Requirement.
Please output only the lines that run from the line containing "Let me know" through the end of the material below, exactly.

Dataset excerpts.
****

Issue #1878, opened 2023-08-23
Title: Support for non-tensor based datasets in Accelerate


hzphzp:
### System Info

```Shell
accelerate==0.21.0
python==3.9
```

### Information

- [X] The official example scripts
- [ ] My own modified scripts

### Tasks

- [ ] One of the scripts in the examples/ folder of Accelerate or an officially supported `no_trainer` script in the `examples` folder of the `transformers` repo (such as `run_no_trainer_glue.py`)
- [X] My own task or dataset (give details below)

### Reproduction

I encountered an issue while using the Accelerate library, as it does not support non-tensor based datasets. For instance, consider the following situation:
```python
        return {  
            "image": tensor,  
            "text_input": str  
        }  
 ```
In this case, an error occurs: `Can only concatenate tensors but got <class 'str'>`. The problem lies in the following code:

[raise TypeError(f"Can only concatenate tensors but got {type(data[0])}")](https://github.com/huggingface/accelerate/blob/69e4c3c54da3201eda288b500d138761e7a5221c/src/accelerate/utils/operations.py#L365C1-L365C1)

The concat function here can only handle tensor type data, otherwise, it raises an error. 

### Expected behavior

However, in many practical applications, we often need to work with non-tensor datasets in IO operations. I would like to request support for non-tensor type datasets in Accelerate.

hzphzp:
Waiting for kindly reply ...

irowberryFS:
I'm getting the same issue. I'm working with PyTorch Geometric Data objects. According to various other threads I've read, it was supported in the past.

PR #3686, opened 2025-07-18
Concatenate str support for `IterableDataset`

### LINKED ISSUE #3624: dataloader with IterableDataset cannot work after accelerator.prepare()
### System Info

```Shell
Name: accelerate
Version: 1.7.0
Summary: Accelerate
Name: torch
Version: 2.5.1
```

### Information

- [x] My own modified scripts

### Tasks

### Reproduction

```
import torch
import webdataset as wds

# ---- Step 1: Initialize Accelerator ---- #
accelerator = Accelerator()
device = accelerator.device

# ---- Step 2: Define WebDataset with IterableDataset ---- #
wds_urls = ["/path/to/shard1.tar", "/path/to/shard2.tar"]  # Add your shard paths here

def custom_collate(batch):
    # Create batch as dict of lists
    collated = {}
    for sample in batch:
        for k, v in sample.items():
            if k not in collated:
                collated[k] = []
            collated[k].append(v)
    # Convert tensors to stacked tensors
    for k in collated:
        if torch.is_tensor(collated[k][0]):
            collated[k] = torch.stack(collated[k])
    return collated

wds_dataset = (
    wds.WebDataset(wds_urls, handler=wds.handlers.warn_and_continue)
    .decode("torchrgb")
    .to_tuple("mp4", "txt", "json")
    .map(lambda sample: {
        "video": sample[0],
        "text": sample[1],
        "meta": sample[2]
    })
)

# ---- Step 3: Define DataLoader ---- #
dataloader = DataLoader(
    wds_dataset,
    batch_size=32,
    num_workers=4,
    pin_memory=True,
    collate_fn=custom_collate
)

# ---- Step 4: Define model and optimizer ---- #
model = torch.nn.Linear(1000, 10)
optimizer = torch.optim.Adam(model.parameters(), lr=1e-4)

# ---- Step 5: Prepare model, optimizer, and dataloader ---- #
model, optimizer, dataloader = accelerator.prepare(model, optimizer, dataloader)

# ---- Step 6: Training Loop ---- #
for epoch in range(10):
    for batch in dataloader:
        batch = {k: v.to(device) if torch.is_tensor(v) else v for k, v in batch.items()}
```

with this code, the dataloader cannot work normally as it return TypeError: Can only concatenate tensors but got <class 'str'>, however, if i do not wrap dataloader with accelerator.prepare(), the dataloder can successfully return data.

### Expected behavior

Work normally when i use accelerator.prepare to wrap a dataloder with IterableDataset dataset.

TitouanCh:
# What does this PR do?

This PR changes concatenate so it doesn't crash when batches contain non-tensor values like strings.
Right now it seems to throw a TypeError if you had anything other than tensors, for example, string labels. 
This is pretty useful for `IterableDataset`. I also added a new test.

Fixes #3624 #1878

## Proposal

<del>When concatenating lists, check if the first element is a `str`, if so, concat as strings as a flat python list instead of tensor (I could also check all elements if you would like to avoid cases like `["test", 0] + ["test", "test] = ["test", 0, "test", "test"]`).</del>
Changed the logic to check all elements when concatenating lists. If all elements are strings, they are concatenated as a flat Python list.
If this is accepted, this can easily be adapted to support more types if needed.

## Before submitting
      Pull Request section?
      to it if that's the case.

## Who can review?

@BenjaminBossan @SunMarc @zach-huggingface 

## Minimal example script showing the problem

```python
import torch
import numpy as np
from collections.abc import Mapping
from accelerate.utils import concatenate


def test_batches():
    print("=== Test 1: Tensor batches ===")
    batch1 = {
        "x": torch.rand(4, 1),
        "y": torch.from_numpy(
            np.array(
                [[1.0, 2.0, 3.0]] * 4,
                dtype=np.float32,
            )
        ),
    }

    batch2 = {
        "x": torch.rand(4, 1),
        "y": torch.from_numpy(
            np.array(
                [[1.0, 2.0, 3.0]] * 4,
                dtype=np.float32,
            )
        ),
    }

    batch = concatenate([batch1, batch2], dim=0)

    print(batch)
    print("x shape:", batch["x"].shape)  # Should be (8, 1)
    print("y shape:", batch["y"].shape)  # Should be (8, 3)

    print("\n=== Test 2: Mixed types (with lists) ===")
    batch1 = {"x": torch.rand(4, 1), "animals": ["dog", "cat", "baby", "penguin"]}
    batch2 = {
        "x": torch.rand(4, 1),
        "animals": ["koala", "samurai", "iguana", "rabbit"],
    }

    batch = concatenate([batch1, batch2], dim=0)

    print(batch)
    print("x shape:", batch["x"].shape)  # Should be (8, 1)
    print("animals:", batch["animals"])  # Should be batch1["animals"] + batch2["animals"]


if __name__ == "__main__":
    test_batches()
```
```bash
>> "src/accelerate/utils/operations.py", line 637 in concatenate
>> TypeError: Can only concatenate tensors but got <class 'str'>
```

## Example with `IterableDataset`
```python
import torch
from torch.utils.data import IterableDataset, DataLoader
import random


class SyntheticIterableDataset(IterableDataset):
    def __init__(self, num_samples, input_dim, vocab):
        self.num_samples = num_samples
        self.input_dim = input_dim
        self.vocab = vocab

    def __iter__(self):
        for _ in range(self.num_samples):
            x = torch.randint(0, 256, (self.input_dim,), dtype=torch.float32)
            y_str = random.choice(self.vocab)  # str attribute
            yield {"x": x, "y": y_str}


def custom_collate(batch):
    collated = {}
    for sample in batch:
        for k, v in sample.items():
            if k not in collated:
                collated[k] = []
            collated[k].append(v)
    for k in collated:
        if torch.is_tensor(collated[k][0]):
            collated[k] = torch.stack(collated[k])
    return collated


if __name__ == "__main__":
    # Setup model
    vocab = ["cat", "dog", "snake"]
    vocab_to_idx = {label: i for i, label in enumerate(vocab)}
    num_classes = len(vocab)
    input_dim = 1000 + num_classes

    dataset = SyntheticIterableDataset(1000, 1000, vocab=vocab)
    dataloader = DataLoader(dataset, batch_size=32, collate_fn=custom_collate)

    model = torch.nn.Linear(input_dim, 10)  # Dummy linear model
    optimizer = torch.optim.Adam(model.parameters(), lr=1e-4)

    accelerator = Accelerator()
    model, optimizer, dataloader = accelerator.prepare(model, optimizer, dataloader)
    device = accelerator.device

    for epoch in range(10):
        for batch in dataloader:
            print(batch)
            x = batch["x"].to(device)

            # y to one-hot
            y_str_list = batch["y"]
            y_idx = torch.tensor([vocab_to_idx[y] for y in y_str_list], device=device)
            y_onehot = torch.nn.functional.one_hot(
                y_idx, num_classes=num_classes
            ).float()

            model_input = torch.cat([x, y_onehot], dim=1)

            output = model(model_input)
            loss = output.sum()

            optimizer.zero_grad()
            accelerator.backward(loss)
            optimizer.step()

        print(f"Epoch {epoch} complete.")

```
```bash
>> "src/accelerate/utils/operations.py", line 637 in concatenate
>> TypeError: Can only concatenate tensors but got <class 'str'>
```

## Discussion

Could be extended to support constants? Like

```python
batch1 = {
    "const": True,
    "const_num": 1,
    "x": torch.tensor([
        [1, 2, 3],
        [2, 3, 4]
    ]),
    "y": ["c", "d"],
}

batch2 = {
    "const": True,
    "const_num": 1,
    "x": torch.tensor([
        [1, 2, 3],
        [1, 4, 5]
    ]),
    "y": ["a", "b"],
}

batch_concat = {
    "const": True,
    "const_num": 1,
    "x": torch.vstack([batch1["x"], batch2["x"]]),
    "y": batch1["y"] + batch2["y"],
}
```

### DIFF
--- a/tests/test_utils.py
+++ b/tests/test_utils.py
@@ -58,7 +58,7 @@ from accelerate.utils import (
     save,
     send_to_device,
 )
-from accelerate.utils.operations import is_namedtuple, concatenate
+from accelerate.utils.operations import concatenate, is_namedtuple
 
 
 if is_torch_xla_available():
@@ -454,14 +454,13 @@ class UtilsTester(unittest.TestCase):
         batch = concatenate([batch1, batch2], dim=0)
 
         assert batch["tuple_key"][0].shape == (8, 2)
-        assert  batch["tuple_key"][1] == batch1["tuple_key"][1] + batch2["tuple_key"][1]
+        assert batch["tuple_key"][1] == batch1["tuple_key"][1] + batch2["tuple_key"][1]
 
         batch1 = {"mix": torch.rand(4, 1)}
         batch2 = {"mix": ["Basketball", "Baseball", "Surf", "Bilboquet"]}
 
         with pytest.raises(TypeError):
             concatenate([batch1, batch2], dim=0)
-
 
     def test_send_to_device_compiles(self):
         compiled_send_to_device = torch.compile(send_to_device, fullgraph=True)


src/accelerate/utils/operations.py
```diff
@@ -611,9 +615,17 @@ def concatenate(data, dim=0):
         The same data structure as `data` with all the tensors concatenated.
     """
     if isinstance(data[0], (tuple, list)):
-        return honor_type(data[0], (concatenate([d[i] for d in data], dim=dim) for i in range(len(data[0]))))
+        first_inner = data[0][0] if len(data[0]) > 0 else None
+            
+        if isinstance(first_inner, str):
+            return honor_type(data[0], [item for sublist in data for item in sublist])
+        else:
```
SunMarc: we shouldn't modify that, we should check elif isinstance(data[0], str) and do the respective changes there. Try to add for test case also involving tuple and dictionaries. Also we should check that no tensors is being concatenated with str

SunMarc (commented):
Left a comment !

src/accelerate/utils/operations.py
TitouanCh: Done!
Instead of checking for str directly, I check whether it's a list of strings, this made the logic simpler.
Let me know if that works for you, and I'm happy to explore another approach if needed.

TitouanCh:
Fixed ruff issues to pass the quality check.

TitouanCh:
up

****

Answer to the problem.
Let me know if that works for you, and I'm happy to explore another approach if needed.

TitouanCh:
Fixed ruff issues to pass the quality check.

TitouanCh:
up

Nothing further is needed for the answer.